Mentorship’s are serious. Pick and choose wisely and maybe find a little bit of information on what it is.


----------



## RWTM (Apr 26, 2022)

Hal said:


> You shouldn't be getting mentored by peers unless you're learning basic functions. You should be getting mentored by someone who's working in the role you're trying to get too.


😉


----------



## Grunt (Apr 26, 2022)

RWTM said:


> Mentorship’s are serious. Pick and choose wisely and maybe find a little bit of information on what it is.


Serious about standing around talking is what you mean, right? Seems like an excuse to do nothing in my department.


----------



## Luck (Apr 27, 2022)

Grunt579 said:


> Serious about standing around talking is what you mean, right? Seems like an excuse to do nothing in my department.


Target really does have a strong culture of mentorship. If you have a genuine interest in advancing any leader in your building should be willing to sit down and meet with you to give you advice and help you set goals for yourself ~once a month. 
Its very helpful to not only gain insight into the role you want to strive for but also to get your name out there (office politics and whatnot). And you would be suprised, at least for DCs, just how many leaders in your building have worked their way up just like you. Of course that is also where picking the correct mentor for you comes into play. 

Not sure about having 10+ "mentors" like that though.


----------



## RWTM (Apr 27, 2022)

Luck said:


> Target really does have a strong culture of mentorship. If you have a genuine interest in advancing any leader in your building should be willing to sit down and meet with you to give you advice and help you set goals for yourself ~once a month.
> Its very helpful to not only gain insight into the role you want to strive for but also to get your name out there (office politics and whatnot). And you would be suprised, at least for DCs, just how many leaders in your building have worked their way up just like you. Of course that is also where picking the correct mentor for you comes into play.
> 
> Not sure about having 10+ "mentors" like that though.

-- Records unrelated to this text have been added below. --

PR #36192, opened 2023-06-20
PARQUET-2316: [C++] Allow partial PreBuffer in the parquet FileReader

jp0317:
### Rationale for this change

The current FileReader can only work in  one of the two modes, coalescing (when Prebuffer is called) and non-coalescing (when Prefufer is not called), due to the if statement [here](https://github.com/apache/arrow/blob/main/cpp/src/parquet/file_reader.cc#L203)

Since Prebuffer is basically caching all specified column chunks, it would raise concerns on memory usage for systems with tight memory budget. In such scenarios, one may want to Prebuffer some small chunks while being able to read the rest chunks using  BufferedInputStream.

Changes to support partial prebuffer on a subset of column chunks and a unit test

### Are these changes tested?

Yes.

No.

### DIFF
--- a/cpp/src/parquet/arrow/arrow_reader_writer_test.cc
+++ b/cpp/src/parquet/arrow/arrow_reader_writer_test.cc
@@ -2382,6 +2382,34 @@ TEST(TestArrowReadWrite, WaitCoalescedReads) {
   ASSERT_EQ(actual_batch->num_rows(), num_rows);
 }
 
+// Use coalesced reads and non-coaleasced reads for different column chunks.
+TEST(TestArrowReadWrite, CoalescedReadsAndNonCoalescedReads) {
+  const int num_columns = 5;
+  const int num_rows = 128;
+
+  std::shared_ptr<Table> expected;
+  ASSERT_NO_FATAL_FAILURE(MakeDoubleTable(num_columns, num_rows, 1, &expected));
+
+  std::shared_ptr<Buffer> buffer;
+  ASSERT_NO_FATAL_FAILURE(WriteTableToBuffer(expected, num_rows / 2,
+                                             default_arrow_writer_properties(), &buffer));
+
+  std::unique_ptr<FileReader> reader;
+  ASSERT_OK_NO_THROW(OpenFile(std::make_shared<BufferReader>(buffer),
+                              ::arrow::default_memory_pool(), &reader));
+
+  ASSERT_EQ(2, reader->num_row_groups());
+
+  // Pre-buffer 3 columns in the 2nd row group.
+  reader->parquet_reader()->PreBuffer({1}, {0, 1, 4}, ::arrow::io::IOContext(),
+                                      ::arrow::io::CacheOptions::Defaults());
+  ASSERT_OK(reader->parquet_reader()->WhenBuffered({1}, {0, 1, 4}).status());
+
+  ASSERT_OK_AND_ASSIGN(auto actual, ReadTableManually(reader.get()));
+
+  AssertTablesEqual(*actual, *expected, /*same_chunk_layout=*/false);
+}
+
 TEST(TestArrowReadWrite, GetRecordBatchReaderNoColumns) {
   ArrowReaderProperties properties = default_arrow_reader_properties();
   const int num_rows = 10;
--- a/cpp/src/parquet/arrow/arrow_reader_writer_test.cc
+++ b/cpp/src/parquet/arrow/arrow_reader_writer_test.cc
@@ -2384,11 +2384,12 @@ TEST(TestArrowReadWrite, WaitCoalescedReads) {
 
 // Use coalesced reads and non-coaleasced reads for different column chunks.
 TEST(TestArrowReadWrite, CoalescedReadsAndNonCoalescedReads) {
-  const int num_columns = 5;
-  const int num_rows = 128;
+  constexpr int num_columns = 5;
+  constexpr int num_rows = 128;
 
   std::shared_ptr<Table> expected;
-  ASSERT_NO_FATAL_FAILURE(MakeDoubleTable(num_columns, num_rows, 1, &expected));
+  ASSERT_NO_FATAL_FAILURE(
+      MakeDoubleTable(num_columns, num_rows, /*nchunks=*/1, &expected));
 
   std::shared_ptr<Buffer> buffer;
   ASSERT_NO_FATAL_FAILURE(WriteTableToBuffer(expected, num_rows / 2,
@@ -2401,9 +2402,12 @@ TEST(TestArrowReadWrite, CoalescedReadsAndNonCoalescedReads) {
   ASSERT_EQ(2, reader->num_row_groups());
 
   // Pre-buffer 3 columns in the 2nd row group.
-  reader->parquet_reader()->PreBuffer({1}, {0, 1, 4}, ::arrow::io::IOContext(),
+  const std::vector<int> row_groups = {1};
+  const std::vector<int> column_indices = {0, 1, 4};
+  reader->parquet_reader()->PreBuffer(row_groups, column_indices,
+                                      ::arrow::io::IOContext(),
                                       ::arrow::io::CacheOptions::Defaults());
-  ASSERT_OK(reader->parquet_reader()->WhenBuffered({1}, {0, 1, 4}).status());
+  ASSERT_OK(reader->parquet_reader()->WhenBuffered(row_groups, column_indices).status());
 
   ASSERT_OK_AND_ASSIGN(auto actual, ReadTableManually(reader.get()));
 
--- a/cpp/src/parquet/file_reader.cc
+++ b/cpp/src/parquet/file_reader.cc
@@ -179,7 +179,7 @@ class SerializedRowGroup : public RowGroupReader::Contents {
                      std::shared_ptr<::arrow::io::internal::ReadRangeCache> cached_source,
                      int64_t source_size, FileMetaData* file_metadata,
                      int row_group_number, const ReaderProperties& props,
-                     const std::unordered_set<int>& prebuffered_column_chunks,
+                     std::unordered_set<int> prebuffered_column_chunks,
                      std::shared_ptr<InternalFileDecryptor> file_decryptor = nullptr)
       : source_(std::move(source)),
         cached_source_(std::move(cached_source)),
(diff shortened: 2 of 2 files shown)


cpp/src/parquet/file_reader.cc
```diff
@@ -268,6 +272,7 @@ class SerializedRowGroup : public RowGroupReader::Contents {
   std::unique_ptr<RowGroupMetaData> row_group_metadata_;
   ReaderProperties properties_;
   int row_group_ordinal_;
+  std::unordered_set<int>& prebuffered_column_chunks_;
```
wgtmac, line 275: IMO, this would be better to use `const std::unordered_set<int>`, without reference.

cpp/src/parquet/file_reader.cc
```diff
@@ -178,13 +179,15 @@ class SerializedRowGroup : public RowGroupReader::Contents {
                      std::shared_ptr<::arrow::io::internal::ReadRangeCache> cached_source,
                      int64_t source_size, FileMetaData* file_metadata,
                      int row_group_number, const ReaderProperties& props,
+                     std::unordered_set<int>& prebuffered_column_chunks,
```
wgtmac, line 182: `const std::unordered_set<int>&` or `std::unordered_set<int>`

wgtmac (changes requested):

wgtmac:
Could you please fix the lint issue here: https://github.com/apache/arrow/actions/runs/5329892746/jobs/9656017234?pr=36192

There is also a test failure, not sure if it is related: https://github.com/apache/arrow/actions/runs/5329892751/jobs/9656017548?pr=36192

```
The following tests FAILED:
Errors while running CTest
	 63 - arrow-dataset-file-parquet-test (Timeout)
Error: Process completed with exit code 8.
```

Also cc @pitrou

wgtmac:
There are some tests failures: 

https://ci.appveyor.com/project/ApacheSoftwareFoundation/arrow/builds/47375345

```
[----------] 32 tests from TestScan/TestParquetFileFormatScan
[ RUN      ] TestScan/TestParquetFileFormatScan.ScanRecordBatchReader/0Threaded16b1024r
unknown file: error: SEH exception with code 0xc0000005 thrown in the test body.
[  FAILED  ] TestScan/TestParquetFileFormatScan.ScanRecordBatchReader/0Threaded16b1024r, where GetParam() = Threaded16b1024r (30 ms)
```

It seems that there are ASAN issues: https://github.com/apache/arrow/actions/runs/5352677942/jobs/9707827704?pr=36192

cpp/src/parquet/arrow/arrow_reader_writer_test.cc
```diff
@@ -2382,6 +2382,34 @@ TEST(TestArrowReadWrite, WaitCoalescedReads) {
   ASSERT_EQ(actual_batch->num_rows(), num_rows);
 }
 
+// Use coalesced reads and non-coaleasced reads for different column chunks.
+TEST(TestArrowReadWrite, CoalescedReadsAndNonCoalescedReads) {
+  const int num_columns = 5;
+  const int num_rows = 128;
```
wgtmac, line 2388:
```suggestion
  constexpr int num_columns = 5;
  constexpr int num_rows = 128;
```

cpp/src/parquet/arrow/arrow_reader_writer_test.cc
```diff
@@ -2382,6 +2382,34 @@ TEST(TestArrowReadWrite, WaitCoalescedReads) {
...
+
+  std::shared_ptr<Table> expected;
+  ASSERT_NO_FATAL_FAILURE(MakeDoubleTable(num_columns, num_rows, 1, &expected));
```
wgtmac, line 2391:
```suggestion
  ASSERT_NO_FATAL_FAILURE(MakeDoubleTable(num_columns, num_rows, /*nchunks=*/1, &expected));
```

cpp/src/parquet/arrow/arrow_reader_writer_test.cc
```diff
@@ -2382,6 +2382,34 @@ TEST(TestArrowReadWrite, WaitCoalescedReads) {
...
+  std::unique_ptr<FileReader> reader;
+  ASSERT_OK_NO_THROW(OpenFile(std::make_shared<BufferReader>(buffer),
+                              ::arrow::default_memory_pool(), &reader));
+
+  ASSERT_EQ(2, reader->num_row_groups());
+
+  // Pre-buffer 3 columns in the 2nd row group.
+  reader->parquet_reader()->PreBuffer({1}, {0, 1, 4}, ::arrow::io::IOContext(),
+                                      ::arrow::io::CacheOptions::Defaults());
+  ASSERT_OK(reader->parquet_reader()->WhenBuffered({1}, {0, 1, 4}).status());
```
wgtmac, line 2406:
```suggestion
  const std::vector<int> row_groups = {1};
  const std::vector<int> column_indices = {0, 1, 4};
  reader->parquet_reader()->PreBuffer(row_groups, column_indices, ::arrow::io::IOContext(),
                                      ::arrow::io::CacheOptions::Defaults());
  ASSERT_OK(reader->parquet_reader()->WhenBuffered(row_groups, column_indices).status());
```

wgtmac (commented):
Thanks for fixing the CI! I can confirm that the only failure is untreated to this patch. I have left some comments in addressing the readability in the test. Rest LGTM

cpp/src/parquet/file_reader.cc
```diff
@@ -351,8 +364,11 @@ class SerializedFile : public ParquetFileReader::Contents {
     cached_source_ =
         std::make_shared<::arrow::io::internal::ReadRangeCache>(source_, ctx, options);
     std::vector<::arrow::io::ReadRange> ranges;
+    prebuffered_column_chunks_.clear();
```
wgtmac, line 367: After double check, I think there could be concurrent issues. If `PreBuffer` and `GetRowGroup` can be called concurrently, `cached_source_` and `prebuffered_column_chunks_` might be in an inconsistent state. For example, `GetRowGroup` reads an old state in `prebuffered_column_chunks_`, then `PreBuffer` creates brand new `cached_source_` and `prebuffered_column_chunks_`. After that, `GetRowGroup` may pass the new `cached_source_` to the RowGroupReader. I believe the followup read will get an error complaining `Status::Invalid("ReadRangeCache did not find matching cache entry")`.

cc @westonpace

wgtmac: That sounds reasonable. Thanks!

wgtmac (approved):

pitrou:
@westonpace @lidavidm Could one of you take a look?

cpp/src/parquet/file_reader.cc
```diff
@@ -178,13 +179,15 @@ class SerializedRowGroup : public RowGroupReader::Contents {
                      std::shared_ptr<::arrow::io::internal::ReadRangeCache> cached_source,
                      int64_t source_size, FileMetaData* file_metadata,
                      int row_group_number, const ReaderProperties& props,
+                     const std::unordered_set<int>& prebuffered_column_chunks,
```
lidavidm, line 182: nit: take this by move and move in the constructor? (so that the caller chooses whether to copy or not)

lidavidm (approved):

cpp/src/parquet/file_reader.cc
```diff
@@ -297,9 +302,17 @@ class SerializedFile : public ParquetFileReader::Contents {
...
+    // only be updated within Prebuffer().
+    auto prebuffered_column_chunks_iter = prebuffered_column_chunks_.find(i);
+    if (prebuffered_column_chunks_iter != prebuffered_column_chunks_.end()) {
+      prebuffered_column_chunks = prebuffered_column_chunks_iter->second;
+    }
+
     std::unique_ptr<SerializedRowGroup> contents = std::make_unique<SerializedRowGroup>(
         source_, cached_source_, source_size_, file_metadata_.get(), i, properties_,
-        file_decryptor_);
+        prebuffered_column_chunks, file_decryptor_);
```
mapleFU, line 315: Here it will copy the `prebuffered_column_chunks` in mapping, would you mind change it to move, and change the argument in constructor to `std::unordered_map`?

mapleFU (approved):

wgtmac (approved):

cpp/src/parquet/file_reader.cc
lidavidm: The move here means that if you read this row group again, it won't make use of the pre-buffered data. Is that intentional? If so, it may be clearer to explicitly erase the map entry after moving as well.

lidavidm: argh, you're right, we copied here

cpp/src/parquet/arrow/arrow_reader_writer_test.cc
```diff
@@ -2382,6 +2382,38 @@ TEST(TestArrowReadWrite, WaitCoalescedReads) {
...
+
+  // Pre-buffer 3 columns in the 2nd row group.
+  const std::vector<int> row_groups = {1};
+  const std::vector<int> column_indices = {0, 1, 4};
+  reader->parquet_reader()->PreBuffer(row_groups, column_indices,
+                                      ::arrow::io::IOContext(),
+                                      ::arrow::io::CacheOptions::Defaults());
+  ASSERT_OK(reader->parquet_reader()->WhenBuffered(row_groups, column_indices).status());
+
+  ASSERT_OK_AND_ASSIGN(auto actual, ReadTableManually(reader.get()));
```
westonpace, line 2412: Does ReadTableManually read the entire table?

westonpace (commented):
I don't see anything wrong with this.  I do think it might be hard to use.  How is a user going to know which row groups or columns they are supposed to prebuffer?  Maybe this is for a situation where a user needs to read the same parquet file over and over again and they can highly tune this operation?

Also, you may want to look into clearing the pre-buffer cache after a row group is read.  That could help start releasing memory as the file is being read.

Would this support a use case allowing us to use prebuffering and still read one row group at a time like:

PreBuffer row group 0
Read row group 0
PreBuffer row group 1
Read row group 1
...

wgtmac:
@westonpace Do you still have any concern?

westonpace:
@wgtmac no concerns.  We can go ahead and merge this one.  Having more options and different ways to read the files is good I think as long as we document how it works and I think this PR is pretty clear.

westonpace (approved):

wgtmac:
Thanks for the reply! @westonpace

True words. I didn’t know anything about the mentorship thing until I asked about it on here. I thought it’d be a good idea to raise awareness by sending a lot of mentorship requests to a lot of TM’s. After talking to a leader who has made the jumps through the company internally  (including 2 of the hardest) I realized how important this mentorship program is. Now i have a mess on my hands and the leaders I want to mentor me are not interested.


----------



## RWTM (May 8, 2022)

Can you ask a Sr director out of HQ to sponsor you with mentorship. Or do they have to be at your location?! I currently have a SOM of my dept mentoring me. I really want this other mentor to be my mentor though. This is a serious question please answer it. If you don’t know the answer please don’t say anything. My mentor has been with the company for a long time.


----------



## Luck (May 8, 2022)

RWTM said:


> Can you ask a Sr director out of HQ to sponsor you with mentorship. Or do they have to be at your location?! I currently have a SOM of my dept mentoring me. I really want this other mentor to be my mentor though. This is a serious question please answer it. If you don’t know the answer please don’t say anything. My mentor has been with the company for a long time.


You can certainly ask. 
But unless you actually know them, they are so far removed from you that what are they going to he able to help you with? Mentorship isnt like pokemon where you gotta catch em all.
What does this person offer that your current mentors dont?


----------



## KarmaToBurn (May 8, 2022)

I'm leery of the mentorship program... every leader in my store that was "mentored" has gone to jail. Just sayin'


----------



## RWTM (May 8, 2022)

Luck said:


> You can certainly ask.
> But unless you actually know them, they are so far removed from you that what are they going to he able to help you with? Mentorship isnt like pokemon where you gotta catch em all.
> What does this person offer that your current mentors dont?


I just want the best.


----------



## RWTM (May 8, 2022)

Luck said:


> You can certainly ask.
> But unless you actually know them, they are so far removed from you that what are they going to he able to help you with? Mentorship isnt like pokemon where you gotta catch em all.
> What does this person offer that your current mentors dont?


™️


----------



## Luck (May 8, 2022)

RWTM said:


> The mentor I want is a leader I met in an interview. They’re at HQ but they left a great impression on me. Great leadership capabilities. So can someone at HQ mentor someone at a DC? I have 3 sources at HQ


I dont see why not. Just might be difficult to schedule times to meet and talk.


----------



## RWTM (May 9, 2022)

Luck said:


> I dont see why not. Just might be difficult to schedule times to meet and talk.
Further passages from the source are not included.